--- Listed records Enclosed Below ---

PR #3709, opened 2024-02-17
Add ClassDecl/Type import functionality.

jonmeow:
I believe this PR is sufficient to pull in all current class features, including the current bits of inheritance which have been implemented. Because a class declaration can reference its own type, this creates an incomplete type prior to constant loading.

Right now, the object representation is imported proactively, but individual fields are left as ImportRefUnused. This means that member functions and similar will only be imported if called.

This also adjusts how function parameters are being handled, to match the expectations of Self param structure.

When formatting, I'm starting to look into constants. Otherwise we get "unexpected instref".

Overall, there are a few things that may be worth further discussion:

- The lack of a constant corresponding to the ClassType on ClassDecl is inconvenient -- I'd like to see how zygoloid feels about trying to restructure this. i.e., I'm setting a constant in order to be able to track things down later, it'd be nice if the normal IR did this simply for consistency, or if we were able to combine these rather than having separate instructions.
- Should we shift the parse node tracking further, and go with a setup wherein imports can embed import references into that? e.g., negative values go to another array which includes a ImportIRId for printing diagnostics, replacing the invalid NodeId.
- Can the formatter switch to a more general scan of instructions for naming, to eliminate the ImportRef constant approach added here?
- GetExprValueForLookupResult special-casing instructions felt surprising, I might see if there's a way to restructure to avoid that.

But I think these issues are things that can be separated out.


toolchain/check/handle_name.cpp
```diff
@@ -49,21 +49,41 @@ static auto GetExprValueForLookupResult(Context& context,
...
+                             ->insts()
+                             .Get(import_ref.inst_id)
+                             .kind();
+      if (import_kind == SemIR::ClassDecl::Kind ||
+          import_kind == SemIR::InterfaceDecl::Kind) {
+        return GetExprValueForLookupResult(
+            context, context.constant_values().Get(lookup_result_id).inst_id());
+      } else {
+        return lookup_result_id;
+      }
```
chandlerc, line 77: Any reason not to recurse immediately and regardless of `import_kind`, and rely on the recursing `GetExprValueForLookupResult` to diagnose any unsupported kind? For me, that would make the logic simpler of first recurse to the leaf IR, and then have a single place where we handle the supported leaves or diagnose others.

chandlerc: But maybe I've misunderstood how this is working? Let me know if so.

toolchain/check/import_ref.cpp
```diff
@@ -136,9 +142,51 @@ class ImportRefResolver {
     const auto& param_refs = import_ir_.inst_blocks().Get(param_refs_id);
     llvm::SmallVector<SemIR::InstId> new_param_refs;
     for (auto [ref_id, const_id] : llvm::zip(param_refs, const_ids)) {
-      new_param_refs.push_back(context_.AddInstInNoBlock(
-          {SemIR::ImportRefUsed{context_.GetTypeIdForTypeConstant(const_id),
-                                import_ir_id_, ref_id}}));
+      // Figure out the param structure. This echoes
+      // Function::GetParamFromParamRefId.
```
chandlerc, line 182: Not blocking at all, but curious if you have anything in mind to avoid the parallel code structure?

toolchain/check/import_ref.cpp
```diff
@@ -73,6 +74,11 @@ class ImportRefResolver {
   }
 
  private:
+  struct Work {
+    SemIR::InstId inst_id;
+    bool incomplete_type = false;
```
chandlerc: From reading the rest of the PR, I think I have some idea of how all this is used, but I think it's a somewhat hard to piece together. Could you add some comments, maybe on the `Work` type rather than just this field that try to pull together how this is used throughout the resolution?

toolchain/check/import_ref.cpp
```diff
@@ -224,6 +312,132 @@ class ImportRefResolver {
...
+    auto initial_work = work_stack_.size();
+
+    auto object_repr_const_id = GetLocalConstantId(import_class.object_repr_id);
+    auto base_const_id = import_class.base_id.is_valid()
+                             ? GetLocalConstantId(import_class.base_id)
+                             : SemIR::ConstantId::Invalid;
+
+    if (HasNewWork(initial_work)) {
+      return SemIR::ConstantId::Invalid;
+    }
```
chandlerc: A bit more comments to help explain the initial work logic here would help me understand the flow of the function I think.

toolchain/check/import_ref.cpp
```diff
@@ -224,6 +312,132 @@ class ImportRefResolver {
...
+
+    // Update the class info with the definition.
+    if (incomplete_type) {
+      CARBON_CHECK(!const_id.is_valid());
+      const_id = import_ir_constant_values_.Get(inst_id);
+    }
+    auto& new_class = context_.classes().Get(
```
chandlerc, line 384: Would it make sense to extract some of this logic into a helper function similar to `CreateIncompleteClass` and leave this to just wire things together?

toolchain/check/testdata/class/fail_todo_import_forward_decl.carbon
```diff
@@ -0,0 +1,104 @@
+// Part of the Carbon Language project, under the Apache License v2.0 with LLVM
+// Exceptions. See /LICENSE for license information.
+// SPDX-License-Identifier: Apache-2.0 WITH LLVM-exception
+//
+// AUTOUPDATE
+// ARGS: compile --dump-raw-sem-ir --phase=check %s
```
chandlerc: Any particular reason to switch to the raw dump here?

toolchain/sem_ir/formatter.cpp
```diff
@@ -32,8 +32,9 @@ class InstNamer {
   enum class ScopeId : int32_t {
     None = -1,
     File = 0,
-    Constants = 1,
-    FirstFunction = 2,
+    ImportRef = 1,
```
chandlerc, line 35: I'm not seeing this used in the tests, am I misunderstanding how this works and it doesn't show up like `file` and such?

chandlerc (commented):
Some comments inline!

toolchain/check/import_ref.cpp
jonmeow: Most of my thoughts are along the lines of either flattening out `addr` (it's a bit of an odd approach right now, maybe bind names need to have more of a modifier concept) + making the presence of a bind name reliable (removing a conditional), or delving into the _other_ end and rewriting param handling to be more agnostic (but that's pretty substantial). It's also possible some combination of both would work best.

[added a TODO; note, I'm thinking about this, but "Figure out" is an implementation comment, not a TODO]

toolchain/check/testdata/class/fail_todo_import_forward_decl.carbon
jonmeow: Oops, this was debug. I'd just missed cleaning this up.

toolchain/sem_ir/formatter.cpp
jonmeow: It's visible in template constants. In something such as:

```
// CHECK:STDOUT: %B.ref.loc6: <function> = name_ref B, file.%import_ref [template = imports.%B]
```

The reason `imports.` is present there is due to this.

Note, there may be some better approach to this, as noted in the PR description ("Can the formatter switch to a more general scan of instructions for naming, to eliminate the ImportRef constant approach added here?").

Added an explicit TODO.

toolchain/check/handle_name.cpp
jonmeow: Added a comment. Note that in the "else" case it's returning the ImportRefUsed as the value, so a recursion is not equivalent logic.

toolchain/check/import_ref.cpp
jonmeow: Added some comments here, moved the comments on TryResolveInst up to the class level and elaborated on them.

toolchain/check/import_ref.cpp
jonmeow: I'm not adding anything specific here, but do the other comment changes address this?

toolchain/check/import_ref.cpp
jonmeow: Done

toolchain/check/import_ref.cpp
```diff
@@ -19,6 +19,33 @@ namespace Carbon::Check {
...
+//
+// Calling Resolve on an instruction operates in an iterative manner, tracking
+// Work items on work_stack_. At a high level, the loop is:
+//
+// 1. If Work has received a constant, it's considered resolved.
+//    - If incomplete_type is marked, resolve unconditionally.
+//    - The constant check avoids performance costs of deduplication on add.
+// 2. Resolve the instruction: (TryResolveInst/TryResolveTypedInst)
+//    A. For cases with incomplete types, when incomplete_type isn't marked:
+//      i. Make the incomplete type with associated constant.
```
chandlerc: I'm not sure I'm understanding this sentence...

Do you mean `Import the type with its associated constant`?

Something else?

toolchain/check/import_ref.cpp
```diff
@@ -19,6 +19,33 @@ namespace Carbon::Check {
...
+//        - If the imported type is incomplete, return the constant.
+//      ii. Mark incomplete_type.
+//    B. Gather all input constants.
+//      - Gathering constants directly adds unresolved values to work_stack_.
+//    C. If any need to be resolved (HasNewWork), return Invalid; this
+//       instruction needs two calls to complete.
+//    D. Build any necessary IR structures, and return the output constant.
+//    - For trivial cases with zero or one input constants, this may return
+//      a constant (if one, potentially Invalid) directly.
```
chandlerc, line 44: I think this is missing an indent?
```suggestion
//      - For trivial cases with zero or one input constants, this may return
//        a constant (if one, potentially Invalid) directly.
```

toolchain/check/import_ref.cpp
```diff
@@ -224,6 +333,145 @@ class ImportRefResolver {
...
+    auto base_const_id = import_class.base_id.is_valid()
+                             ? GetLocalConstantId(import_class.base_id)
+                             : SemIR::ConstantId::Invalid;
+
+    if (HasNewWork(initial_work)) {
+      return SemIR::ConstantId::Invalid;
+    }
+
+    // On the first pass, we build the incomplete type's constant above. On the
+    // second pass, we need to fetch it.
```
chandlerc: Maybe a bit more reminder of the connection between the specific bool variable and the passes?

```suggestion
    // On the first pass, we build the incomplete type's constant above. If we
    // get here on a subsequent pass we need to fetch the one we built in the
    // first pass.
```

toolchain/check/testdata/class/import_member_cycle.carbon
```diff
@@ -0,0 +1,154 @@
+// Part of the Carbon Language project, under the Apache License v2.0 with LLVM
+// Exceptions. See /LICENSE for license information.
+// SPDX-License-Identifier: Apache-2.0 WITH LLVM-exception
+//
+// ARGS: compile --dump-raw-sem-ir --phase=check %s
```
chandlerc: Another raw dump maybe for debugging?

toolchain/check/import_ref.cpp
```diff
@@ -73,6 +102,16 @@ class ImportRefResolver {
...
 
  private:
+  // A step in work_stack_.
+  struct Work {
+    // The instruction to work on.
+    SemIR::InstId inst_id;
+
+    // True if an incomplete type has been generated; only used by instructions
+    // with incomplete types.
+    bool incomplete_type = false;
```
chandlerc: What do you think about calling this `resolved_incomplete_type` to make it a bit more clear how it is used? See also the naming suggestion below.

Also happy with other names if a different approach would work.

toolchain/check/import_ref.cpp
```diff
@@ -156,34 +238,42 @@ class ImportRefResolver {
...
-  // when all input constants are ready, a common scenario is that some inputs
-  // will still be unresolved, and it'll return Invalid between phases. On the
-  // second call, all previously unready constants will have been resolved, so
-  // it should run to completion. As a consequence, it's important to reserve
-  // all expensive logic for the second phase; this in particular includes
-  // GetTypeIdForTypeConstant calls which do a hash table lookup.
-  //
   // TODO: Error is returned when support is missing, but that should go away.
-  auto TryResolveInst(SemIR::InstId inst_id) -> SemIR::ConstantId {
+  auto TryResolveInst(SemIR::InstId inst_id, bool incomplete_type)
```
chandlerc: If the `Work` member is renamed, I'd rename this to match (`resolved_incomplete_type` or whichever).

toolchain/check/import_ref.cpp
```diff
@@ -224,6 +333,145 @@ class ImportRefResolver {
...
+      const auto& base_class = context_.classes().Get(
+          context_.insts().GetAs<SemIR::ClassType>(base_inst_id).class_id);
+      new_scope.extended_scopes.push_back(base_class.scope_id);
+    }
+    CARBON_CHECK(new_scope.extended_scopes.size() ==
+                 old_scope.extended_scopes.size());
+  }
+
+  auto TryResolveTypedInst(SemIR::ClassDecl inst, SemIR::InstId inst_id,
+                           bool incomplete_type) -> SemIR::ConstantId {
```
chandlerc: And here, since we're also manipulating the member of `Work`, I wonder if there is a different name for the function variable to indicate the separation?

`already_resolved_incomplete_type` is awfully long.

Alternatively, could consider a different naming structure: `pre_incomplete_type` to indicate the first phase?

Or to keep `false`-by-default, maybe `type_second_pass`? And then these comments can remind the reader that the second pass doesn't need to create the incomplete type but does need to load. WDYT? Happy to chat about naming options if none of these work.

chandlerc (approved):
The multi-phase processing I think was what was tripping me up. Thanks for all the comments and improvements here, I think this makes sense to me now.

The change LG structurally. Some trivial stuff inline and a test fix, LGTM with those in place.

I've also left some comments discussing some different options for naming the bool used to track the two passes here. Happy for you to merge with whatever names seem best to you (even the current ones) and continue that discussion in Discord or with more folks to see if there is a better name. That's a somewhat minor tweak to maybe make things read a bit better in the future, but I don't want to block on it so approving. =]

toolchain/check/import_ref.cpp
jonmeow: Restructuring with "For most cases:" to make the intended overlap clear.

toolchain/check/import_ref.cpp
jonmeow: Rephrased as discussed.

toolchain/check/import_ref.cpp
jonmeow: Renamed to `made_incomplete_type`, hoping it helps (`resolved` just implies to me a more complete state)

toolchain/check/import_ref.cpp

toolchain/check/import_ref.cpp
jonmeow: As above, `made_incomplete_type`

`type_second_pass` isn't quite the semantic I was aiming for because we still might need to check the constant to see if the instruction was previously filled in for some other edge cases.

toolchain/check/import_ref.cpp

jonmeow (commented):
Per discussion, also added a struct cycle test.

toolchain/check/testdata/class/import_member_cycle.carbon
jonmeow: Done

toolchain/check/import_ref.cpp
```diff
@@ -19,6 +19,37 @@ namespace Carbon::Check {
...
+//
+// 1. If Work has received a constant, it's considered resolved.
+//    - If made_incomplete_type, resolve unconditionally.
+//    - The constant check avoids performance costs of deduplication on add.
+// 2. Resolve the instruction: (TryResolveInst/TryResolveTypedInst)
+//    - For most cases:
+//      A. For types which _can_ be incomplete, when not made_incomplete_type:
+//        i. Start by making an incomplete type to address circular references.
+//        ii. If the imported type is incomplete, return the constant.
+//        iii. Set made_incomplete_type.
```
chandlerc: WDYT:

```suggestion
//        iii. Otherwise, continue resolving but set made_incomplete_type.
```

chandlerc (approved):
Niiiiice!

--- End of Enclosed Listed records ---

What is being asked ->
Please return exactly the lines from the first line of the material through the one with "When formatting, I'm", and no lines after it.

Response to the exercise ->
PR #3709, opened 2024-02-17
Add ClassDecl/Type import functionality.

jonmeow:
I believe this PR is sufficient to pull in all current class features, including the current bits of inheritance which have been implemented. Because a class declaration can reference its own type, this creates an incomplete type prior to constant loading.

Right now, the object representation is imported proactively, but individual fields are left as ImportRefUnused. This means that member functions and similar will only be imported if called.

This also adjusts how function parameters are being handled, to match the expectations of Self param structure.

When formatting, I'm starting to look into constants. Otherwise we get "unexpected instref".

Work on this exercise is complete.